Advocacia em crise: do desespero jurídico-político ao escárnio desesperado
por Fábio de Oliveira Ribeiro
A conivência do Judiciário brasileiro com a Ditadura Militar é bem conhecida e dispensa maiores elucubrações. Poucos foram os juízes que desafiaram o regime. Aqueles que fizeram isso de maneira mais peremptória foram silenciosamente afastados dos seus cargos.
O peso do combate ao regime recaiu nas costas dos advogados. Mas a tarefa deles era mais desesperadora do que se pode imaginar. Afinal, era inútil defender direitos outorgados aos cidadãos, aos réus e aos detentos consagrados na constituição e na legislação em face de um regime que negava aos dissidentes políticos e aos suspeitos de dissidência ideológica a própria condição de seres humanos.
É bem conhecido o caso “…de Harry Berger, comunista preso no Brasil durante a ditadura do Estado Novo e torturado até ficar louco. Para ele, Sobral Pinto invocou a Lei de Proteção aos Animais: ‘Esta lei diz que nenhum animal pode ser posto numa situação que não esteja de acordo com sua natureza. Um cavalo não pode ficar dentro de uma baia a vida inteira, tem que sair, galopar, isto é da sua natureza. O Homem também não pode ficar numa situação dessas, contrária a tudo que há na sua natureza e na sua psicologia’.”
A roda do mundo girou, e agora nós estamos diante de um novo paradoxo: o do escárnio. Digo isso pensando especificamente no caso escatológico da advogada que ajuizou a ação de uma cidadã que pediu na Justiça do Trabalho direitos decorrentes da maternidade porque cuida de um bebê reborn. Abaixo a reprodução dos pedidos que foram feitos na ação:
“1. O deferimento da tutela antecipada para reconhecimento da rescisão indireta; 2. A citação da Reclamada para, querendo, apresentar defesa; 3. A condenação da Reclamada à rescisão indireta do contrato de trabalho; 4. Pagamento das verbas rescisórias devidas na modalidade de rescisão indireta: • Aviso prévio indenizado; • Saldo de salário; • Férias vencidas e proporcionais + 1/3; • 13º salário proporcional; • Liberação do FGTS + 40%; • Entrega das guias para o seguro-desemprego; 5. Pagamento de indenização por danos morais no valor de R$ 10.000,00; 6. Condenação da Reclamada ao pagamento do salário-família retroativo desde a data do requerimento administrativo; 7. Concessão dos benefícios da justiça gratuita (Declaração anexa); 8. A produção de todas as provas admitidas em direito, especialmente prova testemunhal e pericial psicológica sobre o vínculo afetivo.” Vide documento
Não existe e não pode existir qualquer equivalência possível entre uma criança recém-nascida e uma mercadoria produzida pela indústria ou entre a mulher que pariu um filho e aquela que comprou um objeto. É desnecessário formação jurídica para concluir que a dona de um bebê reborn não tem quaisquer direitos decorrentes da maternidade. Ainda que a maternidade seja um fenômeno afetivo não seria possível equiparar uma criança adotada ao brinquedo comprado na loja que pode ser intencionalmente danificado e jogado no lixo quando estragar. Pais adotivos têm direitos e obrigações, mas eles não podem arrancar a cabeça da criança ou descartá-la no lixo quando ficarem entediados ou com raiva dela.
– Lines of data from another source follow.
PR #4499, opened 2021-01-13
fixed plugin refresh on workspace load

juergen-albert:
I stumbled upon this issue as I had  `-include` with a http source in one of my cnf/ext files. The moment the include happened, we internally used `getPlugin(HttpClient.class)`. This initialized the plugins with the properties that has been read up to this point. After all ext files have been loaded, the plugin definitions that came after this would not have been recognized. 

### DIFF
--- a/biz.aQute.bndlib/src/aQute/bnd/build/Workspace.java
+++ b/biz.aQute.bndlib/src/aQute/bnd/build/Workspace.java
@@ -417,7 +417,10 @@ public class Workspace extends Processor {
 				}
 			}
 		}
-
+		// getPlugins may have been called during the load of the properties.
+		// E.g. there is an include of a http url. So we have to clear the
+		// plugins to be sure
+		clearPlugins();
 		super.propertiesChanged();
 	}
 
--- a/biz.aQute.bndlib/src/aQute/bnd/osgi/Processor.java
+++ b/biz.aQute.bndlib/src/aQute/bnd/osgi/Processor.java
@@ -966,13 +966,7 @@ public class Processor extends Domain implements Reporter, Registry, Constants, 
 		for (Closeable c : toBeClosed) {
 			IO.close(c);
 		}
-		synchronized (this) {
-			plugins = null;
-		}
-		if (pluginLoader != null) {
-			IO.close(pluginLoader);
-			pluginLoader = null;
-		}
+		clearPlugins();
 
 		toBeClosed.clear();
 	}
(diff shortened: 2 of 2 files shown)


bjhargrave (changes requested):
I am not sure I care for this. I think a safer solution would be to have the code create an HttpClient object if needed and then close when done as happens in:

https://github.com/bndtools/bnd/blob/e2d6795be54d7513322e7df6a213cbe874dc8f59/biz.aQute.bndlib/src/aQute/bnd/osgi/Processor.java#L745-L747

I think this is a much better fix:

```diff
diff --git a/biz.aQute.bndlib/src/aQute/bnd/osgi/Processor.java b/biz.aQute.bndlib/src/aQute/bnd/osgi/Processor.java
index 7b5cdf814..8771f29c0 100644
--- a/biz.aQute.bndlib/src/aQute/bnd/osgi/Processor.java
+++ b/biz.aQute.bndlib/src/aQute/bnd/osgi/Processor.java
@@ -1166,16 +1166,20 @@ public class Processor extends Domain implements Reporter, Registry, Constants,
                                                        if (n >= 0)
                                                                ext = value.substring(n);
 
-                                                       Path tmp = Files.createTempFile("url", ext);
-                                                       try (Resource resource = Resource.fromURL(url, getPlugin(HttpClient.class))) {
-                                                               try (OutputStream out = IO.outputStream(tmp)) {
-                                                                       resource.write(out);
+                                                       try (HttpClient client = new HttpClient()) {
+                                                               client.setRegistry(this);
+                                                               client.readSettings(this);
+                                                               Path tmp = Files.createTempFile("url", ext);
+                                                               try (Resource resource = Resource.fromURL(url, client)) {
+                                                                       try (OutputStream out = IO.outputStream(tmp)) {
+                                                                               resource.write(out);
+                                                                       }
+                                                                       Files.setLastModifiedTime(tmp, FileTime.fromMillis(resource.lastModified()));
+                                                                       doIncludeFile(tmp.toFile(), overwrite, p);
+                                                               } finally {
+                                                                       removeIncluded(tmp.toFile());
+                                                                       IO.delete(tmp);
                                                                }
-                                                               Files.setLastModifiedTime(tmp, FileTime.fromMillis(resource.lastModified()));
-                                                               doIncludeFile(tmp.toFile(), overwrite, p);
-                                                       } finally {
-                                                               removeIncluded(tmp.toFile());
-                                                               IO.delete(tmp);
                                                        }
                                                } catch (MalformedURLException mue) {
                                                        if (fileMustExist)
```

This is probably a mistake on my part to have not done this in the first place.

juergen-albert:
Yes, this would be a solution as well. But can we sure, in the future, that nobody will call getPlugin during read? I might have done the same, without realizing what I have done.

bjhargrave:
> But can we sure, in the future, that nobody will call getPlugin during read?

Yes, this was a mistake on my part to rely upon the partially configured Processor to configure the Processor. That is read the include file. And my diff avoids that mistake.

juergen-albert:
okay. 
I'm a bit confused about what I should do now. Will you push your change you seemingly already made or should I do it instead of my  current fix?

bjhargrave:
I will push my change to this PR.

bjhargrave:
Replaced by #4501.

PR #4501, opened 2021-01-13
Clear plugins on properties changed

bjhargrave:
@juergen-albert:

> I stumbled upon this issue as I had -include with a http source in one of my cnf/ext files. The moment the include happened, we internally used getPlugin(HttpClient.class). This initialized the plugins with the properties that has been read up to this point. After all ext files have been loaded, the plugin definitions that came after this would not have been recognized.

Closes #4499 

We also fix the workspace to load the `cnf/ext/*.bnd` files in sorted order rather than however they are presented by the file system.


juergen-albert:
Thanks a lot! Works like charm.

Sendo assim, não existe dúvida de que o pedido de salário-família retroativo é juridicamente impossível. A pretensão da autora da ação de ser indenizada por dano moral em virtude da humilhação no local de trabalho é altamente discutível, porque afinal de contas foi a própria empregada que causou o incidente ao tentar fazer o empregador reconhecer direitos que não tem. Em tese, o pedido de rescisão indireta seria juridicamente plausível, mas apenas se responsável pela empresa tivesse se recusado a interromper humilhações constantes que ultrapassassem o que pode ser razoavelmente tolerado por alguém que se apegou ao brinquedo como se fosse uma criança. A advogada da mamãe reborn deveria saber disso e se recusar a ajuizar o processo sem tomar os devidos cuidados.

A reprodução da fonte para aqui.